Data provided:
PR #182, opened 2022-09-23
Fix additional Python and JupyterLab edge case

jungaretti:
Related: https://github.com/devcontainers/images/issues/125

Fixes an edge case in the Python feature that installs JupyterLab to the `additionalVersions` of Python instead of the primary `version` of Python.

This PR also removes junk from our JupyterLab test and adds a new test that would have caught this bug.

### Edge Case Details

`install_user_package` installs packages to whatever Python installation is specified by `$INSTALL_PATH`. Both `install_from_source` and `install_using_oryx` overwrite this variable. When we use `install_python` to install an extra version of Python, we overwrite `$INSTALL_PATH` to that installation.

When we install JupyterLab at the end of the script, it uses the `$INSTALL_PATH` set by the most recent `additionalVersions` instead of `version`.

### DIFF
--- a/test/python/scenarios.json
+++ b/test/python/scenarios.json
@@ -12,9 +12,6 @@
         "image": "mcr.microsoft.com/vscode/devcontainers/base:focal",
         "remoteUser": "vscode",
         "features": {
-            "common-utils": {
-                "username": "vscode"
-            },
             "python": {
                 "installJupyterlab": true,
                 "configureJupyterlabAllowOrigin": "*"
--- a/test/python/scenarios.json
+++ b/test/python/scenarios.json
@@ -18,6 +18,18 @@
             }
         }
     },
+    "install_additional_jupyterlab": {
+        "image": "mcr.microsoft.com/vscode/devcontainers/base:focal",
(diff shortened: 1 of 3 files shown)


test/python/scenarios.json
```diff
@@ -12,15 +12,24 @@
...
-                "username": "vscode"
-            },
             "python": {
                 "installJupyterlab": true,
                 "configureJupyterlabAllowOrigin": "*"
             }
         }
     },
+    "install_additional_jupyterlab": {
+        "image": "mcr.microsoft.com/vscode/devcontainers/base:focal",
```
samruddhikhandale, line 22:
```suggestion
        "image": "mcr.microsoft.com/devcontainers/base:focal",
```

samruddhikhandale: Can we use the new image paths?

samruddhikhandale (approved):
LGTM ✨ 
Can we make the image path change before merging this PR?

samruddhikhandale (dismissed):
Thanks!

samruddhikhandale (approved):

PR #833, opened 2024-02-06
Docker-in-docker - [Bug fix] : Fix externally-managed-environment python error for "bookworm"

samruddhikhandale:
Closes: https://github.com/devcontainers/features/issues/832

Changes needed to the "docker-in-docker" Feature post Debian bookworm / [PEP 668](https://peps.python.org/pep-0668/#abstract)

If OS is bookworm, install from git releases instead.

### DIFF
--- a/src/docker-in-docker/devcontainer-feature.json
+++ b/src/docker-in-docker/devcontainer-feature.json
@@ -1,6 +1,6 @@
 {
     "id": "docker-in-docker",
-    "version": "2.8.0",
+    "version": "2.8.1",
     "name": "Docker (Docker-in-Docker)",
     "documentationURL": "https://github.com/devcontainers/features/tree/main/src/docker-in-docker",
     "description": "Create child containers *inside* a container, independent from the host's docker instance. Installs Docker extension in the container along with needed CLIs.",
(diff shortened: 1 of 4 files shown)


chrmarti (approved):

rubensa:
@samruddhikhandale I think this should also be ported to [docker-outside-of-docker](https://github.com/devcontainers/features/tree/main/src/docker-outside-of-docker), isn't it?

_NOTE_:  I'm currently getting following error when installing **docker-outside-of-docker** on a Docker container based on **mcr.microsoft.com/devcontainers/base:bookworm** for **arm64** architecture.

```bash
#12 90.97 error: externally-managed-environment
#12 90.97 
#12 90.97 × This environment is externally managed
#12 90.97 ╰─> To install Python packages system-wide, try apt install
#12 90.97     python3-xyz, where xyz is the package you are trying to
#12 90.97     install.
#12 90.97     
#12 90.97     If you wish to install a non-Debian-packaged Python package,
#12 90.97     create a virtual environment using python3 -m venv path/to/venv.
#12 90.97     Then use path/to/venv/bin/python and path/to/venv/bin/pip. Make
#12 90.97     sure you have python3-full installed.
#12 90.97     
#12 90.97     If you wish to install a non-Debian packaged Python application,
#12 90.97     it may be easiest to use pipx install xyz, which will manage a
#12 90.97     virtual environment for you. Make sure you have pipx installed.
#12 90.97     
#12 90.97     See /usr/share/doc/python3.11/README.venv for more information.
#12 90.97 
#12 90.97 note: If you believe this is a mistake, please contact your Python installation or OS distribution provider. You can override this, at the risk of breaking your Python installation or OS, by passing --break-system-packages.
#12 90.97 hint: See PEP 668 for the detailed specification.
```

PR #867, opened 2024-02-16
sync `install.sh` to `devcontainer-feature.json` default values

### LINKED ISSUE #865: DooD line 187: err: command not found
Suddenly, running the `docker-outside-of-docker/install.sh` script gives me the following:

```
docker-outside-of-docker/install.sh: line 187: err: command not found
```

*I'm using the latest file (as of now) https://github.com/devcontainers/features/blob/eea8ec3a3702057ce3c0c3e54bbb205ed580867b/src/docker-outside-of-docker/install.sh

### Info:

- image: mcr.microsoft.com/devcontainers/base:ubuntu-22.04
- `docker info`:
```
Client:
 Version:    24.0.9-1
 Context:    default
 Debug Mode: false
 Plugins:
  buildx: Docker Buildx (Docker Inc.)
    Version:  0.12.1-1
    Path:     /usr/libexec/docker/cli-plugins/docker-buildx
  compose: Docker Compose (Docker Inc.)
    Version:  2.24.5-1
    Path:     /usr/libexec/docker/cli-plugins/docker-compose
```

### May be related with:

- https://github.com/devcontainers/features/pull/843
- https://github.com/devcontainers/features/issues/842

lucasfcnunes:
# Description

- Syncs SOME `install.sh` env vars to their respective `devcontainer-feature.json` default values 
- #865 is caused by a missing a version on the `MOBYBUILDXVERSION` env var.

# Execution

- Regex find `^[A-Z0-9_]+="\$\{[^:]+?\}` on `install.sh` files
- Bump patch versions on respective `devcontainer-feature.json` files

# Related

- Fixes #865


lucasfcnunes:

src/docker-in-docker/install.sh
```diff
@@ -10,7 +10,7 @@
 
 DOCKER_VERSION="${VERSION:-"latest"}" # The Docker/Moby Engine + CLI should match in version
 USE_MOBY="${MOBY:-"true"}"
-MOBY_BUILDX_VERSION="${MOBYBUILDXVERSION}"
+MOBY_BUILDX_VERSION="${MOBYBUILDXVERSION:-"latest"}"
```
samruddhikhandale, line 13: > *I'm using the latest file (as of now) https://github.com/devcontainers/features/blob/eea8ec3a3702057ce3c0c3e54bbb205ed580867b/src/docker-outside-of-docker/install.sh

From https://github.com/devcontainers/features/issues/865

Curious, @lucasfcnunes why are you using the script directly instead of using Dev Container Features? We don't provide guarantee or support that using scripts would always work.

Can you try updating your dev container to add Feature? See https://github.com/devcontainers/features/blob/main/src/docker-outside-of-docker/README.md#example-usage

samruddhikhandale, line 13: We intentionally avoided to set the default value for `MOBY_BUILDX_VERSION`, the @devcontainer/cli computes it from the [devcontainer-feature.json](https://github.com/devcontainers/features/blob/main/src/docker-outside-of-docker/devcontainer-feature.json#L25)

This adds a redundancy and whenever we want to update `default`, this leads to updating in both the placed. Failing to update in one place leads to confusions (we were bit by this few times, learned from experience)

lucasfcnunes: It's faster for the people using the devcontainer. We pre-build the image before distributing it.

lucasfcnunes: All other env vars already have a default value and haven't been changed for a long time. Using `latest` (like in `DOCKER_VERSION`) there wouldn't be any issue as the `.json` config overrides the default value: no need to change in the `.sh`.

samruddhikhandale: You can still prebuild the image with a `devcontainer.json` (topped with Features). Have you tried that? 

All the images hosted from https://github.com/devcontainers/images uses the same pattern, see https://github.com/devcontainers/images/blob/main/src/universal/.devcontainer/devcontainer.json

lucasfcnunes: > You can still prebuild the image with a devcontainer.json (topped with Features). Have you tried that?

I have. In the past.

Summarizing I do 4+ things that don't go so well with traditional devcontainer builds:

```Dockerfile
# 1. bleeding edge custom syntax (COPY --link, RUN --mount, ...)
# syntax=docker/dockerfile:1

# 2. heavy caching
RUN rm -f /etc/apt/apt.conf.d/docker-clean; echo 'Binary::apt::APT::Keep-Downloaded-Packages "true";' > /etc/apt/apt.conf.d/keep-cache

RUN \
  --mount=type=cache,target=/var/cache/apt/,sharing=locked \
  --mount=type=cache,target=/var/lib/apt/,sharing=locked \
  {DooD, kubectl-helm-minikube}.sh # after `perl -p -i -e` out cache cleanse ('s|rm -rf /var/lib/apt/lists/\*|# <remove apt-cache>|g')

# 3. lots of `COPY --link` in multistage build (~9 FROM ... AS ...).
COPY --link ... ...

```

```
# 4. build all of it with just 01 `docker buildx bake` run (no `docker build` nor `docker compose build`)
```

---

I'm already setting the `MOBYBUILDXVERSION` env var in my build args to `latest` - so all good by my side.
This commit would close my initial issue and follow the tradition of all vars having default values.

samruddhikhandale: > follow the tradition of all vars having default values.

Sooner or later we will be cleaning up this stale tradition as it's not required for the dev container Features to work. Also, we don't recommend or support the use of script files.

A heads up, we can allow this PR contribution for now, but this could break at any point of time.

src/docker-in-docker/install.sh
```diff
@@ -10,7 +10,7 @@
 
 DOCKER_VERSION="${VERSION:-"latest"}" # The Docker/Moby Engine + CLI should match in version
 USE_MOBY="${MOBY:-"true"}"
```
samruddhikhandale, line 12: Can you bump patch versions for both of the updated Features?

samruddhikhandale (changes requested):

src/docker-in-docker/install.sh
lucasfcnunes: Done! https://github.com/devcontainers/features/pull/867/commits/55f07186eb973aaafdd13d13dbb59fb4ba990dd5

src/docker-in-docker/install.sh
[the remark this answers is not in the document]
lucasfcnunes: I am always inclined to `latest` everything but TO BE SAFE, I'll set to the working `0.12.0`.
I'll also point out that `DOCKERDASHCOMPOSEVERSION` is default in `v1` and I think I should sync it too.

I'll make it so this PR makes sense.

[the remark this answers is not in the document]
samruddhikhandale: Taking care of `DOCKERDASHCOMPOSEVERSION` in https://github.com/devcontainers/features/pull/873 for docker-in-docker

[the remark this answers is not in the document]
lucasfcnunes: Syncing done.

samruddhikhandale (approved):

PR #869, opened 2024-02-18
[ docker-in-docker ] - buildx can fallback to previous version if latest artifact not found

gauravsaini04:
**Feature name**:
 
 * Docker-in-Docker
 
 **Description**:
 
 This PR introduces the following feature:
 
 * `docker/buildx` plugin can fallback to previous version in case of latest tag artifact release not found;
  
 _Changelog_:
 
 * Updated install.sh file
   * Introduced a new flag `fallback` for testing this new feature
   * Code written for fallback to prev. version in case of latest artifact release not found
 * Added a scenario in `scenarios.json` and a corresponding test scenario `docker_build_fallback_buildx`
 
 _Command for testing_:
 
 `devcontainer features test . -f docker-in-docker --skip-autogenerated --filter "docker_build_fallback_buildx" --preserve-test-containers`

### DIFF
--- a/src/docker-in-docker/install.sh
+++ b/src/docker-in-docker/install.sh
@@ -343,7 +343,8 @@ get_latest_version() {
 get_previous_version() {
     latest_version="$1"
     repo_url=$2
-    curl -s "$repo_url" | jq -r --arg latest "$latest_version" '.[].tag_name | select(. != $latest)' | sort -rV | head -n 1
+    # curl -s "$repo_url" | jq -r --arg latest "$latest_version" '.[].tag_name | select(. != $latest)' | sort -rV | head -n 1   # this helps filter tag_names based on semver specifications, this one was incorrectly installing 0.12.0-rc2 which is the third in the list i.e seeing from top to bottom
+    curl -s "$repo_url" | jq -r 'del(.[].assets) | .[1].tag_name' # this would del the assets key and then get the second encountered tag_name's value from the filtered array of objects
 }
 
 # Function to change the patch number in a semver version
--- a/src/docker-in-docker/install.sh
+++ b/src/docker-in-docker/install.sh
@@ -343,10 +343,10 @@ fetch_previous_version() {
     if [ $wget_exit_code -ne 0 ]; then # means wget command to fetch latest version failed
         if [ $wget_exit_code -eq 8 ]; then  # failure due to 404: Not Found.
             echo -e "\n(!) Failed to fetch the latest artifacts for docker buildx v${buildx_version}..."
-            echo -e "\nAttempting to install v${previous_version}"
             repo_url="https://api.github.com/repos/docker/buildx/releases" # GitHub repository URL
             previous_version=$(get_previous_version "${repo_url}")
             buildx_file_name="buildx-${previous_version}.linux-${architecture}"
+            echo -e "\nAttempting to install ${previous_version}"
             wget https://github.com/docker/buildx/releases/download/${previous_version}/${buildx_file_name}
         else
             echo "(!) Failed to download docker buildx with exit code: $wget_exit_code"
--- a/src/docker-in-docker/install.sh
+++ b/src/docker-in-docker/install.sh
@@ -19,7 +19,6 @@ INSTALL_DOCKER_BUILDX="${INSTALLDOCKERBUILDX:-"true"}"
 MICROSOFT_GPG_KEYS_URI="https://packages.microsoft.com/keys/microsoft.asc"
 DOCKER_MOBY_ARCHIVE_VERSION_CODENAMES="bookworm buster bullseye bionic focal jammy"
 DOCKER_LICENSED_ARCHIVE_VERSION_CODENAMES="bookworm buster bullseye bionic focal hirsute impish jammy"
-FALLBACK="${FALLBACK:-"false"}" # fallback to previous version, for testing purpose only
 
 # Default: Exit on any failure.
 set -e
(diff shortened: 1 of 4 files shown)


src/docker-in-docker/install.sh
```diff
@@ -332,13 +333,64 @@ fi
...
+    wget https://github.com/docker/buildx/releases/download/v${buildx_version}/${buildx_file_name} || {
+        wget_exit_code=$?
+        if [ $wget_exit_code -ne 0 ]; then # means wget command to fetch latest version failed
+            if [ $wget_exit_code -eq 8 ]; then  # failure due to 404: Not Found.
+                echo "wget command failed with HTTP error 404 Not Found"
+                repo_url="https://api.github.com/repos/docker/buildx/releases" # GitHub repository URL
+                latest_version=$(get_latest_version "${repo_url}")  # can take latest_version from fn get_latest_version
+                # latest_version="v${buildx_version}" # can also take latest_version from fn find_version_from_git_tags
+                previous_version=$(get_previous_version "${latest_version}" "${repo_url}")
+                buildx_file_name="buildx-${previous_version}.linux-${architecture}"
```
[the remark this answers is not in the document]
sliekens: Honestly I would delete all the existing `find_version_from_git_tags` stuff, because it's unreliable for finding releases, and only keep the `get_latest_version()` which you introduced.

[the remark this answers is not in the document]
eitsupi: > Honestly I would delete all the existing `find_version_from_git_tags` stuff, because it's unreliable for finding releases, and only keep the `get_latest_version()` which you introduced.

The GitHub API has strict number of attempts limits and may fail.
I think that's why we are using Git tags here.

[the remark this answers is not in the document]
sliekens: Okay, I see, what if instead, first try to use the releases API, and if a rate limit is reached, fall back to git tags?

src/docker-in-docker/install.sh
```diff
@@ -332,13 +333,64 @@ fi
 
 usermod -aG docker ${USERNAME}
 
+# Function to fetch the latest version of the plugin
+get_latest_version() {
+    repo_url=$1
+    curl -s "$repo_url/latest" | jq -r '.tag_name'
```
samruddhikhandale, line 339: image

Doesn't work for me!

src/docker-in-docker/install.sh
```diff
@@ -332,13 +333,64 @@ fi
...
     echo "(*) Installing buildx ${buildx_version}..."
     buildx_file_name="buildx-v${buildx_version}.linux-${architecture}"
-    cd /tmp && wget "https://github.com/docker/buildx/releases/download/v${buildx_version}/${buildx_file_name}"
+    if [ $FALLBACK = "true" ]; then # flag to initiate testing of fallback feature
+        set -x # for getting detailed logs in case of a failure - flag to mark start of code
+        new_patch_number="42" # for testing a tag not found scenario for docker/buildx plugin
+        buildx_version_fallback_test=$(change_patch_number "$buildx_version" "$new_patch_number") # for testing a tag not found scenario for docker/buildx plugin
+        buildx_file_name="buildx-v${buildx_version_fallback_test}.linux-${architecture}"
+        buildx_version=$buildx_version_fallback_test
+    fi
```
samruddhikhandale, line 374: Same comment here. Looks like this is only meant for testing the new logic? Can we remove this and updates the tests instead?

src/docker-in-docker/install.sh
```diff
@@ -332,13 +333,64 @@ fi
...
+    if [ $FALLBACK = "true" ]; then # flag to initiate testing of fallback feature
+        set -x # for getting detailed logs in case of a failure - flag to mark start of code
+        new_patch_number="42" # for testing a tag not found scenario for docker/buildx plugin
+        buildx_version_fallback_test=$(change_patch_number "$buildx_version" "$new_patch_number") # for testing a tag not found scenario for docker/buildx plugin
+        buildx_file_name="buildx-v${buildx_version_fallback_test}.linux-${architecture}"
+        buildx_version=$buildx_version_fallback_test
+    fi 
+    cd /tmp
+    wget https://github.com/docker/buildx/releases/download/v${buildx_version}/${buildx_file_name} || {
+        wget_exit_code=$?
```
samruddhikhandale, line 377: Can we add this alternate logic to a new function? That way the code will look cleaner

src/docker-in-docker/install.sh
```diff
@@ -332,13 +333,64 @@ fi
...
+        if [ $wget_exit_code -ne 0 ]; then # means wget command to fetch latest version failed
```
samruddhikhandale, line 378: Feel free to remove this condition, it's all okay to not echo "Latest Version Fetch - Succeeded.\n"

src/docker-in-docker/install.sh
```diff
@@ -332,13 +333,64 @@ fi
...
+            if [ $wget_exit_code -eq 8 ]; then  # failure due to 404: Not Found.
+                echo "wget command failed with HTTP error 404 Not Found"
```
samruddhikhandale, line 380:
```suggestion
                echo "(!) Failed to fetch the latest artifacts for docker buildx v${buildx_version}..."
```

src/docker-in-docker/install.sh
```diff
@@ -332,13 +333,64 @@ fi
...
 
+# Function to fetch the latest version of the plugin
+get_latest_version() {
+    repo_url=$1
+    curl -s "$repo_url/latest" | jq -r '.tag_name'
+}
+
+# Function to fetch the version released prior to the latest version
+get_previous_version() {
+    latest_version="$1"
```
samruddhikhandale, line 344: Doesn't seem like this is being used, remove?

src/docker-in-docker/install.sh
```diff
@@ -332,13 +333,64 @@ fi
...
+    fi 
+    cd /tmp
+    wget https://github.com/docker/buildx/releases/download/v${buildx_version}/${buildx_file_name} || {
+        wget_exit_code=$?
+        if [ $wget_exit_code -ne 0 ]; then # means wget command to fetch latest version failed
+            if [ $wget_exit_code -eq 8 ]; then  # failure due to 404: Not Found.
+                echo "wget command failed with HTTP error 404 Not Found"
+                repo_url="https://api.github.com/repos/docker/buildx/releases" # GitHub repository URL
+                latest_version=$(get_latest_version "${repo_url}")  # can take latest_version from fn get_latest_version
+                # latest_version="v${buildx_version}" # can also take latest_version from fn find_version_from_git_tags
```
samruddhikhandale, line 383: Same here, remove?

src/docker-in-docker/install.sh
```diff
@@ -332,13 +333,64 @@ fi
...
+                previous_version=$(get_previous_version "${latest_version}" "${repo_url}")
```
samruddhikhandale, line 384:
```suggestion
                previous_version=$(get_previous_version "${repo_url}")
```

src/docker-in-docker/install.sh
samruddhikhandale, line 385: Can we add an echo with message "Attempting to install v${previous_version}" ?

src/docker-in-docker/install.sh
```diff
@@ -332,13 +333,64 @@ fi
...
+                buildx_file_name="buildx-${previous_version}.linux-${architecture}"
+                wget https://github.com/docker/buildx/releases/download/${previous_version}/${buildx_file_name}
+            else
+                echo "Wget failed with exit code: $wget_exit_code"
```
samruddhikhandale, line 388:
```suggestion
                echo "(!) Failed to download docker buildx with exit code: $wget_exit_code"
                exit 1
```

src/docker-in-docker/install.sh
```diff
@@ -350,6 +402,7 @@ if [ "${INSTALL_DOCKER_BUILDX}" = "true" ]; then
     chown -R "${USERNAME}:docker" "${docker_home}"
     chmod -R g+r+w "${docker_home}"
     find "${docker_home}" -type d -print0 | xargs -n 1 -0 chmod g+s
+    set +x # for getting detailed logs in case of a failure - flag to mark end of code
```
samruddhikhandale, line 405: Remove? (as we are removing other block of code)

src/docker-in-docker/install.sh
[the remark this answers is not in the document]
samruddhikhandale: > The GitHub API has strict number of attempts limits and may fail.
> I think that's why we are using Git tags here.

Yes, we should only attempt to use GitHub APIs if it is necessary This way we will avoid hitting the limits for users. Folks might require it for other purposes, so we shouldn't consume them as we have another alternative.

Hence, the approach in this PR makes sense to me. Find latest version with `find_version_from_git_tags`, if that version is currently in the release process (so it would fail to download artifacts), then attempt to use the API.

samruddhikhandale (changes requested):
Overall the PR makes sense, thanks for looking at it. Left few comments!

src/docker-in-docker/install.sh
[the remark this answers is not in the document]
gauravsaini04: thanks 👍 have corrected.

src/docker-in-docker/install.sh
```diff
@@ -19,6 +19,7 @@ INSTALL_DOCKER_BUILDX="${INSTALLDOCKERBUILDX:-"true"}"
 MICROSOFT_GPG_KEYS_URI="https://packages.microsoft.com/keys/microsoft.asc"
 DOCKER_MOBY_ARCHIVE_VERSION_CODENAMES="bookworm buster bullseye bionic focal jammy"
 DOCKER_LICENSED_ARCHIVE_VERSION_CODENAMES="bookworm buster bullseye bionic focal hirsute impish jammy"
+FALLBACK="${FALLBACK:-"false"}" # fallback to previous version, for testing purpose only
```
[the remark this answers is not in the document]
gauravsaini04: have removed the new variable from install.sh, rather moved the testing code to the test case file

src/docker-in-docker/install.sh
```diff
@@ -19,6 +19,7 @@ INSTALL_DOCKER_BUILDX="${INSTALLDOCKERBUILDX:-"true"}"
 MICROSOFT_GPG_KEYS_URI="https://packages.microsoft.com/keys/microsoft.asc"
 DOCKER_MOBY_ARCHIVE_VERSION_CODENAMES="bookworm buster bullseye bionic focal jammy"
 DOCKER_LICENSED_ARCHIVE_VERSION_CODENAMES="bookworm buster bullseye bionic focal hirsute impish jammy"
```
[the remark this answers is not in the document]
gauravsaini04: done 👍

src/docker-in-docker/install.sh
```diff
@@ -332,13 +333,64 @@ fi
...
+get_latest_version() {
+    repo_url=$1
+    curl -s "$repo_url/latest" | jq -r '.tag_name'
+}
+
+# Function to fetch the version released prior to the latest version
+get_previous_version() {
+    latest_version="$1"
+    repo_url=$2
+    # curl -s "$repo_url" | jq -r --arg latest "$latest_version" '.[].tag_name | select(. != $latest)' | sort -rV | head -n 1   # this helps filter tag_names based on semver specifications, this one was incorrectly installing 0.12.0-rc2 which is the third in the list i.e seeing from top to bottom
```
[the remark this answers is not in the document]
gauravsaini04: removed 👍

src/docker-in-docker/install.sh
gauravsaini04: have removed this code thanks 👍

src/docker-in-docker/install.sh
gauravsaini04: have added to a fn 👍

src/docker-in-docker/install.sh
gauravsaini04: corrected the echo string

src/docker-in-docker/install.sh
gauravsaini04: removed 👍

src/docker-in-docker/install.sh
gauravsaini04: removed 👍

src/docker-in-docker/install.sh
gauravsaini04: removed

src/docker-in-docker/install.sh
gauravsaini04: added this echo

src/docker-in-docker/install.sh
gauravsaini04: added this msg 👍

src/docker-in-docker/install.sh
gauravsaini04: removed 👍

src/docker-in-docker/install.sh
```diff
@@ -333,65 +332,38 @@ fi
...
-    # Extract major, minor, and current patch numbers
-    local major=$(echo "$version" | cut -d. -f1)
-    local minor=$(echo "$version" | cut -d. -f2)
-    local current_patch=$(echo "$version" | cut -d. -f3)
-    # Construct the new version with the updated patch number
-    local new_version="$major.$minor.$new_patch"
-    echo "$new_version"
+fetch_previous_version() {
+    wget_exit_code=$?
+    if [ $wget_exit_code -ne 0 ]; then # means wget command to fetch latest version failed
```
samruddhikhandale, line 343: Looks like we can remove this condition?

src/docker-in-docker/install.sh
```diff
@@ -333,65 +332,38 @@ fi
...
+        if [ $wget_exit_code -eq 8 ]; then  # failure due to 404: Not Found.
+            echo -e "\n(!) Failed to fetch the latest artifacts for docker buildx v${buildx_version}..."
```
samruddhikhandale, line 345: Question: Will `buildx_version` be available to this function or it needs to be passed in?

src/docker-in-docker/install.sh
```diff
@@ -333,65 +332,38 @@ fi
...
-    local version="$1"  # Input version
-    local new_patch="$2"  # New patch number
-    # Extract major, minor, and current patch numbers
-    local major=$(echo "$version" | cut -d. -f1)
-    local minor=$(echo "$version" | cut -d. -f2)
-    local current_patch=$(echo "$version" | cut -d. -f3)
-    # Construct the new version with the updated patch number
-    local new_version="$major.$minor.$new_patch"
-    echo "$new_version"
+fetch_previous_version() {
```
samruddhikhandale, line 341:
```suggestion
install_previous_version_artifacts() {
```

samruddhikhandale (changes requested):

src/docker-in-docker/install.sh
gauravsaini04: yes, 👍thanks, have removed !

src/docker-in-docker/install.sh
gauravsaini04: changed the name of fn 👍

samruddhikhandale (approved):
Looks great ⚡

What you will do:
What is wanted is every line from the first line of the entries through the line that contains "This PR also", given again exactly.

Expected answer:
PR #182, opened 2022-09-23
Fix additional Python and JupyterLab edge case

jungaretti:
Related: https://github.com/devcontainers/images/issues/125

Fixes an edge case in the Python feature that installs JupyterLab to the `additionalVersions` of Python instead of the primary `version` of Python.

This PR also removes junk from our JupyterLab test and adds a new test that would have caught this bug.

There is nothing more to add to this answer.